Mais il reste des questions. Premièrement, que signifie cette Mitsva particulière qu’ils durent accomplir pour pouvoir être libérés ? De plus, le ’Hikré Lev[1] demande pourquoi il fallait consommer du Korban Pessa’h avant la plaie. En effet, ce Korban vient commémorer le fait qu’Hachem passa par-dessus les maisons juives et les épargna durant la plaie. Donc rien ne s’était encore passé concrètement avant la mort des premiers-nés, qui puisse justifier de consommer le Korban Pessa’h déjà avant la plaie.

Le ’Hikré Lev répond à toutes ces questions. Nos Sages font un lien entre l’exil égyptien et une faute commise par les ancêtres du peuple juif et dont la conséquence directe fut l’asservissement en Égypte. Cette faute devait être rectifiée avant que le peuple juif ne puisse être libéré de cet exil. Il s’agit de la vente de Yossef. La Guémara (Chabbat 10b) affirme qu’à cause du favoritisme que Yaacov manifesta envers Yossef, ce dernier fut vendu et c’est pour cela que les Juifs durent être soumis à l’esclavage égyptien.

Le ’Hikré Lev poursuit et fait le parallèle entre le Korban Pessa’h et l’épisode de la vente de Yossef. Le premier détail est rapporté par Rabbénou Bé’hayé. Quand la Torah enjoint de prendre l’agneau pour le Korban Pessa’h, elle emploie le mot « Michkhou », qui est également utilisé lors de la vente de Yossef. La Méchikha « positive » de l’agneau sert de rectification à celle, funeste, qui s’était passée plusieurs siècles auparavant.

Aussi, le peuple devait tremper un bouquet d’hysope dans le sang. Cela fait allusion au fait que les frères de Yossef trempèrent sa tunique dans le sang pour montrer qu’il avait été tué. La ’Hikré Lev ajoute qu’on met l’accent sur l’importance de consommer le Korban Pessa’h en famille, tous unis. C’est pour rectifier la terrible scission au sein de la famille de Yaacov Avinou. Cela nous aide également à comprendre pourquoi il fallait manger du Korban Pessa’h avant la plaie et non après. C’était un Tikoun (une réparation) au fait que les frères s’attablèrent sereinement après avoir jeté Yossef dans un puits, avant la vente. Pour rectifier ce repas pris dans la disparité, chaque famille doit consommer le Korban Pessa’h dans l’unité.
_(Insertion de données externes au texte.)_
PR #242, opened 2021-05-24
[feature] Reusable auth token validation logic

### LINKED ISSUE #100: [wifi-login-app] Reusable auth token validation logic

Le côté familial de la fête de Pessa’h est toujours d’actualité, surtout quand on pense aux retrouvailles familiales le soir du Séder et à la transmission de la tradition aux enfants. Qui plus est, l’accent mis sur l’unité ne se limite pas à la famille – nous avons l’habitude de donner une Tsédaka particulière (appelée Kim’ha Dépiss’ha) à nos frères en difficulté et dès le début du Séder, nous invitons les nécessiteux à venir manger avec nous.

Malheureusement, nous n’avons plus le Korban Pessa’h de nos jours, mais cette fête nous rappelle l’importance de l’unité au sein de la nation en général et de la famille en particulier. Il est malheureusement trop courant de voir des tensions familiales suppurer et entraîner des désagréments, voire pire... Cela peut provenir d’un sentiment de jalousie, d’une certaine arrogance, mais très souvent, c’est l’argent qui en est la cause. Il est fondamental de se souvenir de quelle que soit la somme en jeu et les arguments que l’on avance pour justifier sa cause (généralement les deux parties ont de quoi justifier leur position), il reste plus important de préserver l’unité familiale ! Les scissions au sein des familles ont de nombreuses conséquences négatives et la plupart des gens admettent que ce que ces tensions gâchent dépasse de loin toute perte monétaire. Les Mitsvot liées au Korban Pessa’h nous rappellent que nous ne fûmes dignes de sortir d’Égypte que lorsque nous avons réussi à nous unir en tant que peuple et que familles.

Puissions-nous tous mériter d’intérioriser cet enseignement et à le mettre en application dans nos vies.

 

[1] ’Hikré Lev, Chémot, Parachat Bo, Maamar 9.